No Help From City Hall

But living there isn’t easy, they said. On nearby Sepulveda Boulevard, prostitutes line the curb at night. There aren’t enough police officers to control the problem. And the whole neighborhood often has to get together to protect the area, as neighbors did when they blocked construction of a 7-Eleven they thought would bring more nighttime trouble.

Nearly every interaction with city departments is difficult, said Tom Riley, 37, whose company sells bingo machines. Often, he has felt that no one cared enough to take five minutes to help him get the information he wanted.

“I wanted to get a dog license for my dog, one of those chips that you implant,” he said. “But I kept calling city offices and I couldn’t find anybody to help me. They would send me to some guy’s voicemail, and I kept leaving messages. And nobody ever called back.”

Advertisement

Forbes Riley is pregnant with twins, and the Rileys worry about the poorly performing neighborhood schools. They believe a separate Valley city, which would be the sixth-largest city in the nation, could persuade the state to let it have its own school system. And they are furious that city officials are telling people that won’t happen.

They see that sort of talk as typical city condescension.

“These people are no dummies,” said Tom Riley. “They know that a Valley city would be in a much better position to get out of the school district. But they are thinking about what’s best for their pockets, not for us. Sometimes people just need to have their real concerns acknowledged, to feel that they’re heard.”

“It’s as if Los Angeles is only the city, downtown, and the Valley is the stepchild,” Forbes Riley said.

Secession leaders often focus their attacks on city services, saying that the Valley doesn’t get its share of attention. On a recent afternoon, Salvador Torres drove his car down a street near his house in North Hollywood, to explain why he thinks the argument makes sense.

Torres, 45, originally from Jalisco, Mexico, moved to Los Angeles as a young man speaking very little English. He now sells flooring at Linoleum City in Hollywood and owns a beige stucco bungalow in North Hollywood. His wife Aida, born in El Salvador, shuttles around workers in a local housecleaning business.

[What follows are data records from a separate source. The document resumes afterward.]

PR #1744, opened 2024-02-16
Update Nexus proxy server for T2/T3 package access

craddm:

Updates the Nexus proxy server used for serving R and Python packages for T2 and T3 SREs to the latest version. Also updates the nginx proxy it sits behind.

Relates to #1738 

### :microscope: Tests

Updated server and tested functionality via T2 SRE. Not tested with a T3 SRE.

### DIFF
--- a/deployment/safe_haven_management_environment/cloud_init/resources/nexus_docker_compose.mustache.yaml
+++ b/deployment/safe_haven_management_environment/cloud_init/resources/nexus_docker_compose.mustache.yaml
@@ -13,7 +13,7 @@ services:
     restart: always
   nginx:
     container_name: nginx_nexus_compose
-    image: nginx:1.21.6
+    image: nginx:1.25.3
     ports:
       - 80:80
     volumes:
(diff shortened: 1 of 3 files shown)


deployment/safe_haven_management_environment/cloud_init/resources/nexus_docker_compose.mustache.yaml
```diff
@@ -13,7 +13,7 @@ services:
     restart: always
   nginx:
     container_name: nginx_nexus_compose
-    image: nginx:1.21.6
+    image: nginx:1.25.3
```
JimMadge:
```suggestion
    image: nginx:1.25
```

Might be better to avoid patch level here so that we get bug fixes.

JimMadge (changes requested):

deployment/safe_haven_management_environment/cloud_init/resources/nexus_docker_compose.mustache.yaml
craddm: Ok - same could apply to the other places we use nginx, so will go back and change that too

JimMadge: Yes, I think a good rule of thumb is pin on minor versions. That way you should avoid breaking changes, but get bug fixes.

Not all contains create a tag `x.y` which points to the latest minor release of `x` though.

JimMadge (approved):

PR #1775, opened 2024-04-08
Fix Docker versions script

jemrobinson:

- Update Docker versions script with correct path and make it run on develop

n/a

### :microscope: Tests

Tested in CI

### DIFF
--- a/.github/scripts/update_docker_versions.py
+++ b/.github/scripts/update_docker_versions.py
@@ -67,7 +67,7 @@ def annotate(
     return annotated
 
 
-for filename in (pathlib.Path("data_safe_haven") / "pulumi").glob("**/*.py"):
+for filename in (pathlib.Path("data_safe_haven") / "infrastructure").glob("**/*.py"):
     needs_replacement = False
     lines = []
     with open(filename) as f_pulumi:
@@ -87,6 +87,8 @@ for filename in (pathlib.Path("data_safe_haven") / "pulumi").glob("**/*.py"):
                     print(f"Updating {image} from {v_current} to {v_latest} in {filename}")  # noqa: T201
                     needs_replacement = True
                     output = line.replace(v_current, v_latest)
+                else:
+                    print(f"Leaving {image} at {v_current} (latest version) in {filename}")  # noqa: T201
             lines += output
 
     if needs_replacement:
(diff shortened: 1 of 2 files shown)


.github/workflows/update_docker_versions.yaml
```diff
@@ -4,7 +4,7 @@ name: Update Pulumi Docker image versions
 # Run workflow on pushes to matching branches
 on:  # yamllint disable-line rule:truthy
   push:
-    branches: [python-migration]
+    branches: [develop]
   schedule:
     - cron: "0 0 */7 * *"  # run once per week
```
JimMadge:
```suggestion
    - cron: "0 3 * * 1"  # run at 3:00 every Monday
```

I think what is currently there will run when `day%7==0` instead of every seven days.

.github/workflows/update_docker_versions.yaml
```diff
@@ -4,7 +4,7 @@ name: Update Pulumi Docker image versions
 # Run workflow on pushes to matching branches
 on:  # yamllint disable-line rule:truthy
   push:
-    branches: [python-migration]
+    branches: [develop]
```
JimMadge: Do we need this to run on pushes if it is running every week?

.github/scripts/update_docker_versions.py
```diff
@@ -67,7 +67,7 @@ def annotate(
     return annotated
 
 
-for filename in (pathlib.Path("data_safe_haven") / "pulumi").glob("**/*.py"):
+for filename in (pathlib.Path("data_safe_haven") / "infrastructure").glob("**/*.py"):
```
JimMadge, line 70: In the future it would be good to try and collect all the container images and versions together somewhere more visible. Lets not solve that here though.

JimMadge (changes requested):

.github/workflows/update_docker_versions.yaml
jemrobinson: Probably not? Can you add a suggestion here that removes this?

.github/workflows/update_docker_versions.yaml
jemrobinson: Even worse - I think it's "At 00:00 on every 7th day-of-month."!

JimMadge (approved):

They have two children, Salvadore, 12, and Sofia, 7, both in Los Angeles public schools.

Torres, who described himself as a fiscally conservative Democrat, said he has worked very hard to get where he is--but he doesn’t see much return from the city for the taxes he pays. He said it is a little insulting to watch the city give money to anyone who claims a need, even those who make no effort to help themselves.

Advertisement

He’s all in favor of a new, more conservative Valley city, even though that might surprise people because of his background, he said.

“I think a more conservative city attracts investment,” he said. “Home prices will go higher. There’ll be more revenue, more services. The only thing I’m worried about is more conservative police. Maybe they’ll see me, a Mexican with a head shaved, and pick me up,” he said, laughing.

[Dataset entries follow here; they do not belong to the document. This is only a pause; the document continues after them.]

Issue #1570, opened 2023-08-24
Pulumi: replace domain controller with AzureAD proxy


jemrobinson:
## :white_check_mark: Checklist

- [x] I have searched open and closed issues for duplicates.
- [x] This is a request for a new feature in the Data Safe Haven or an upgrade to an existing feature.
- [x] The feature is still missing in the [latest version](https://github.com/alan-turing-institute/data-safe-haven/releases).
- [x] I have read through the [documentation](https://alan-turing-institute.github.io/data-safe-haven/).
- [x] This isn't an open-ended question (open a [discussion](https://github.com/alan-turing-institute/data-safe-haven/discussions) if it is).

## :strawberry: Suggested change

We should write a proxy server that can accept LDAP requests and query AzureAD for the answers. Ideally this should be available as a Docker image.

## :steam_locomotive: How could this be done?

~The Python [ldaptor](https://ldaptor.readthedocs.io) package might be a good place to start.~
I've got a proof-of-concept working [here](https://github.com/alan-turing-institute/apricot) which I've called Apricot.

- [x] Add required AzureAD/GraphAPI functionality to the code (see #1778)
- [x] Update SRE components to use Apricot for authentication/identity (see #1772)
- [x] Remove the SHM domain controller (see #1805)

PR #1772, opened 2024-04-08
Use Apricot for authentication/identity

jemrobinson:
## :white_check_mark: Checklist

- [x] You have given your pull request a meaningful title (_e.g._ `Enable foobar integration` rather than `515 foobar`).
- [x] You are targeting the appropriate branch. If you're not certain which one this is, it should be **`develop`**.
- [x] Your branch is up-to-date with the **target branch** (it probably was when you started, but it may have changed since then).
- [x] You have marked this pull request as a **draft** and added `'[WIP]'` to the title if needed (if you're not yet ready to merge).
- [x] You have formatted your code using appropriate automated tools (for example `./tests/AutoFormat_Powershell.ps1 -TargetPath <path to file or directory>` for Powershell).

### :arrow_heading_up: Summary

- [x] Add an Apricot server to the SRE
- [x] Update SRE components to use Apricot for authentication/identity

### :closed_umbrella: Related issues

Depends on #1778
Second part of #1570
Closes #1645

### :microscope: Tests

Tested on a fresh SRE deployment

PR #1778, opened 2024-04-10
Add AzureAD/EntraID functionality

jemrobinson:

- Add necessary AzureAD/EntraID functionality for managing users and groups directly in the cloud
- Add `remove`, `register` and `unregister` methods to AzureADUsers
- Fix default GraphAPI scopes for SRE deployment
- Add function to create a service principal for AzureAD applications
- Update `create_group` function to no longer require `gidNumber`
- Drop support for external `linux_schema` in AzureAD
- Add functions to grant approval for application/delegated permissions
- Add `remove_user` function to GraphAPI
- Only `remove_user_from_group` if the user belongs to the group
- Grant requested permissions to applications during refresh, in case these weren't done at creation time

First step towards #1570

### :microscope: Tests

Tested on a new deployment

### DIFF
--- a/data_safe_haven/administration/users/azure_ad_users.py
+++ b/data_safe_haven/administration/users/azure_ad_users.py
@@ -85,11 +85,10 @@ class AzureADUsers:
 
     def remove(self, users: Sequence[ResearchUser]) -> None:
         """Remove list of users from AzureAD"""
-        for user_to_remove in users:
-            matched_users = [user for user in self.list() if user == user_to_remove]
-            if not matched_users:
-                continue
-            user = matched_users[0]
+        for user in filter(
+            lambda existing_user: any(existing_user == user for user in users),
+            self.list(),
+        ):
             try:
                 self.graph_api.remove_user(user.username)
                 self.logger.info(f"Removed '{user.preferred_username}'.")
--- a/data_safe_haven/administration/users/azure_ad_users.py
+++ b/data_safe_haven/administration/users/azure_ad_users.py
@@ -46,16 +46,8 @@ class AzureADUsers:
                     request_json, user.email_address, user.phone_number
                 )
             self.logger.info(
-                f"Ensured user '{user.preferred_username}' exists in AzureAD"
+                f"Ensured user '[green]{user.preferred_username}[/]' exists in AzureAD"
             )
-        # Decorate all users with the Linux schema
-        self.set_user_attributes()
-        # # Ensure that all users belong to an associated group the same name and UID
-        # for user in self.list():
-        #     self.graph_api.create_group(user.username, user.uid_number)
-        #     self.graph_api.add_user_to_group(user.username, user.username)
-        #     # Also add the user to the research users group
-        #     self.graph_api.add_user_to_group(user.username, self.researchers_group_name)
 
     def list(self) -> Sequence[ResearchUser]:
         user_list = self.graph_api.read_users()
@@ -113,55 +105,3 @@ class AzureADUsers:
         users_to_add = [user for user in users if user not in self.list()]
         self.add(users_to_add)
 
-    def set_user_attributes(self) -> None:
-        """Ensure that all users have Linux attributes"""
-        # next_uid = max(
-        #     [int(user.uid_number) + 1 if user.uid_number else 0 for user in self.users]
-        #     + [10000]
-        # )
-        # for user in self.users:
-        #     try:
-        #         # Get username from userPrincipalName
-        #         username = user.user_principal_name.split("@")[0]
-        #         if not user.homedir:
-        #             user.homedir = f"/home/{username}"
-        #             self.logger.debug(
-        #                 f"Added homedir {user.homedir} to user {user.preferred_username}"
-        #             )
-        #         if not user.shell:
-        #             user.shell = "/bin/bash"
-        #             self.logger.debug(
-        #                 f"Added shell {user.shell} to user {user.preferred_username}"
-        #             )
-        #         if not user.uid_number:
-        #             # Set UID to the next unused one
-        #             user.uid_number = next_uid
-        #             next_uid += 1
-        #             self.logger.debug(
-        #                 f"Added uid {user.uid_number} to user {user.preferred_username}"
-        #             )
-        #         if not user.username:
-        #             user.username = username
-        #             self.logger.debug(
-        #                 f"Added username {user.username} to user {user.preferred_username}"
-        #             )
-        #         # Ensure that the remote user matches the local model
-        #         patch_json = {
-        #             GraphApi.linux_schema: {
-        #                 "gidnumber": user.uid_number,
-        #                 "homedir": user.homedir,
-        #                 "shell": user.shell,
-        #                 "uid": user.uid_number,
-        #                 "user": user.username,
-        #             }
-        #         }
-        #         self.graph_api.http_patch(
-        #             f"{self.graph_api.base_endpoint}/users/{user.azure_oid}",
-        #             json=patch_json,
-        #         )
-        #         self.logger.debug(f"Set Linux attributes for user {user.preferred_username}.")
-        #     except Exception as exc:
-        #         self.logger.error(
-        #             f"Failed to set Linux attributes for user {user.preferred_username}.\n{str(exc)}"
-        #         )
-        pass
--- a/data_safe_haven/administration/users/azure_ad_users.py
+++ b/data_safe_haven/administration/users/azure_ad_users.py
@@ -3,6 +3,7 @@
 from collections.abc import Sequence
 from typing import Any
 
+from data_safe_haven.exceptions import DataSafeHavenMicrosoftGraphError
 from data_safe_haven.external import GraphApi
 from data_safe_haven.functions import password
 from data_safe_haven.utility import LoggingSingleton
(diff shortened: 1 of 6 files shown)


data_safe_haven/administration/users/azure_ad_users.py
```diff
@@ -84,84 +77,34 @@ def list(self) -> Sequence[ResearchUser]:
...
-        #         self.logger.error(
-        #             f"Unable to remove '{user.preferred_username}' from group '{self.researchers_group_name}'"
-        #         )
-        pass
+        """Remove list of users from AzureAD"""
+        for user_to_remove in users:
+            matched_users = [user for user in self.list() if user == user_to_remove]
+            if not matched_users:
+                continue
+            user = matched_users[0]
```
JimMadge: Feels like there must be a better way to do this like,

```python
matched_users = [user for user in self.list() if user in users]
for user in matched_users:
    ...
```

martintoreilly:
👀  Does this remove the "local" SHM AD servers and the SCE NPS servers?

jemrobinson:
> 👀 Does this remove the "local" SHM AD servers and the SCE NPS servers?

- This PR just adds some necessary functionality to our GraphAPI/AzureAPI wrappers.
- #1772 adds a new SRE identity server that gets its users directly from AzureAD/EntraID
- TBD next PR will remove the SHM AD servers

We've already dropped the NPS servers in 4.2.0 as part of dropping support for Microsoft Remote Desktop

data_safe_haven/external/api/graph_api.py
```diff
@@ -225,43 +230,32 @@ def create_application(
...
+                    self.grant_application_role_permissions(application_name, scope)
+                for scope in delegated_scopes:
+                    self.grant_delegated_role_permissions(application_name, scope)
+                while True:
+                    if application_sp := self.get_service_principal_by_name(
+                        application_name
+                    ):
+                        if self.read_application_permissions(application_sp["id"]):
+                            break
+                    time.sleep(10)
```
JimMadge:
```suggestion
                attempts = 0
                max_attempts = 5
                while attempts < max_attempts:
                    if application_sp := self.get_service_principal_by_name(
                        application_name
                    ):
                        if self.read_application_permissions(application_sp["id"]):
                            break
                    time.sleep(10)
                    attempts += 1
                
                if attempts == max_attempts:
                    raise DataSafeHavenException("Maximum attempts to validate service principle permissions exceeded")
```

Infinite loops feel like a bad idea.
Could we do this an raise an appropriate exception?

data_safe_haven/external/api/graph_api.py
```diff
@@ -573,12 +593,145 @@ def get_id_from_username(self, username: str) -> str | None:
...
             return None
 
+    def grant_role_permissions(
+        self,
+        application_name: str,
+        *,
+        application_role_assignments: Sequence[str],
+        delegated_role_assignments: Sequence[str],
+    ) -> None:
+        """Grant admin permission for requested application roles"""
```
JimMadge: I can't tell from the description and code what this function is doing.

Is it granting roles to an applications service principal?
Is it giving roles permissions?

data_safe_haven/external/api/graph_api.py
```diff
@@ -573,12 +593,145 @@ def get_id_from_username(self, username: str) -> str | None:
...
+
+        # Grant any requested delegated role permissions
+        for role_name in delegated_role_assignments:
+            self.grant_delegated_role_permissions(application_name, role_name)
+
+    def grant_application_role_permissions(
+        self, application_name: str, application_role_name: str
+    ) -> None:
+        """
+        Grant permissions for a particular role to an application.
```
JimMadge: Is it granting "permissions for a role" or granting "a role"? Is there a difference?

data_safe_haven/external/api/graph_api.py
```diff
@@ -573,12 +593,145 @@ def get_id_from_username(self, username: str) -> str | None:
...
+
+        Raises:
+            DataSafeHavenMicrosoftGraphError if the secret could not be created or already exists
+        """
+        try:
+            # Get service principals for Microsoft Graph and this application
+            microsoft_graph_sp = self.get_service_principal_by_name("Microsoft Graph")
+            if not microsoft_graph_sp:
+                msg = "Could not find Microsoft Graph service principal."
+                raise DataSafeHavenMicrosoftGraphError(msg)
```
JimMadge, line 658: If this fails, is it a user error or does it probably mean something like no network connection or a name change in the Microsoft API?

If it isn't a problem the user introduced, maybe the error message could be clearer.

data_safe_haven/external/api/graph_api.py
```diff
@@ -573,12 +593,145 @@ def get_id_from_username(self, username: str) -> str | None:
...
+            application_sp = self.get_service_principal_by_name(application_name)
+            if not application_sp:
+                msg = "Could not find application service principal."
```
JimMadge:
```suggestion
                msg = f"Could not find application service principal for application {application_name}."
```

data_safe_haven/external/api/graph_api.py
```diff
@@ -573,12 +593,145 @@ def get_id_from_username(self, username: str) -> str | None:
...
+            )
+            # If there are existing permissions then we need to patch
+            application = next(
+                (
+                    app
+                    for app in response.json().get("value", [])
+                    if app["clientId"] == application_sp["id"]
+                ),
+                None,
+            )
```
JimMadge, line 732: Will this only ever get the first item in the generator? Is that correct?

I don't think I understand what is happening here.

data_safe_haven/external/api/graph_api.py
```diff
@@ -852,10 +1021,24 @@ def remove_user_from_group(
...
-                f"{self.base_endpoint}/groups/{group_id}/members/{user_id}/$ref",
-            )
+            # Check whether user is in group
+            json_response = self.http_get(
+                f"{self.base_endpoint}/groups/{group_id}/members",
+            ).json()
+            # Remove user from group if it is a member
+            if user_id in [
+                group_member["id"] for group_member in json_response["value"]
+            ]:
```
JimMadge:
```suggestion
            if user_id in (
                group_member["id"] for group_member in json_response["value"]
            ):
```

Got to save those clock cycles :smile:.

JimMadge (changes requested):
A few suggestions and questions.

I really like using dynamic components to keep things "in Pulumi" where we can.

I think I struggled a bit with the Graph API stuff because it feels quite abstract.
Regarding the user management commands, do we want CLI commands for convenience (avoid using a browser) or because it automates some quirks or extra steps DSH requires?

jemrobinson:
> Regarding the user management commands, do we want CLI commands for convenience (avoid using a browser) or because it automates some quirks or extra steps DSH requires?

I guess initially because I want to maintain our current setup of adding/removing users and groups using the CLI. We can definitely remove this in future, but I think it should be a conscious decision, not a by-product of another large change.

data_safe_haven/administration/users/azure_ad_users.py
jemrobinson: Yes, you're right. I can't see any reason why that wouldn't work.

_edit_: I think we need to use `==` not `in` since they're not the same object.

data_safe_haven/external/api/graph_api.py
jemrobinson: Granting roles to a service principal is done in two steps:

1. Assign the role to the application
2. Approve the request (this is granting permission)

Different RBAC permissions are needed for these two things. The second one will prompt for approval (which doesn't work on the command line) unless it has been approved by a Global Admin.

data_safe_haven/external/api/graph_api.py
jemrobinson: This function is doing both `assign role` and `grant permissions`. Can you think of a better name?

data_safe_haven/external/api/graph_api.py
jemrobinson: It probably means that Microsoft have done a major behind-the-scenes refactor, since the Microsoft Graph application (and service principal) are installed by default in all EntraID directories and are needed to make some REST calls (like this one).

Do you have a suggested better wording?

data_safe_haven/external/api/graph_api.py
jemrobinson: It's the equivalent of doing:

```
filtered = [x for x in <sequence> if <condition>]
application = filtered[0] if filtered else None
```

JimMadge: And we only ever need the first item here?

jemrobinson: Yes. We're trying to get the application with `clientId == application_sp["id"]` and there should only be one (or zero).

data_safe_haven/external/api/graph_api.py
JimMadge: What I'm thinking of is something to make sure the user knows it isn't a configuration problem. Like how `pip` will say something like "this is a problem with the package you are trying to install, non pip".

Maybe "This is likely a problem with dsh, not your configuration or infrastructure"?

data_safe_haven/external/api/graph_api.py
JimMadge: Is it always the same permissions? The only arguments are an application and a role.

JimMadge: Reading the other conversation, I think I might understand now :smile:.

data_safe_haven/external/api/graph_api.py
JimMadge: OK, I think I see. Is "granting permissions" MS language? I think that is what confused me because "assigning a role" sounds very RBAC where as "granting permissions" sounds quite ad-hoc (give individual users, individual permissions).

I suppose I would be tempted to just call it `assign_role` in the function name and docstring, then use comments in the function to explain that in practice that is two steps (assignment and approval).

Does that sound right?

data_safe_haven/external/api/graph_api.py
JimMadge: Same comment as in the other conversation. Something like `grant_role` for _our_ API and explain the details of how MS handles this in comments for future developers.

data_safe_haven/external/api/graph_api.py
JimMadge: Great, in that case maybe add a comment to explain that.

I think it would be easy to assume it is a mistake (at least I thought it might be :smile:).

data_safe_haven/external/api/graph_api.py
JimMadge: Is this resolved?

JimMadge (changes requested):
A few suggestions on tidying things up :+1:.

data_safe_haven/external/api/graph_api.py
jemrobinson: Done

data_safe_haven/external/api/graph_api.py
jemrobinson: Done

data_safe_haven/external/api/graph_api.py
jemrobinson: Done

data_safe_haven/external/api/graph_api.py
jemrobinson: Done

jemrobinson:
Thanks - I especially liked the clarity on explaining *our* API (not Microsoft's)!

JimMadge (approved):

Recently, he’s noticed city crews working in his neighborhood. A sidewalk a block away is being repaved, even though the old sidewalk was fine, Torres said. For months, he’s been hounding the city, complaining about the cars that drag race all night long each weekend on nearby Saticoy Street. The other day, he walked into the North Hollywood police station on his day off, trying once more to get help.

That afternoon, while cataloging his unsuccessful attempts to get the city involved, he got a call from the city attorney’s office, eager to help.

Torres said it bothers him that the city thinks him so naive that he wouldn’t connect the sudden interest in fixing Valley problems with the upcoming secession vote.

“I formed my opinions a long time ago,” he said. “The whole Valley has been feeling disenfranchised and neglected. This is a good time for people to ask for things to be done, but it won’t last. Too little, too late.”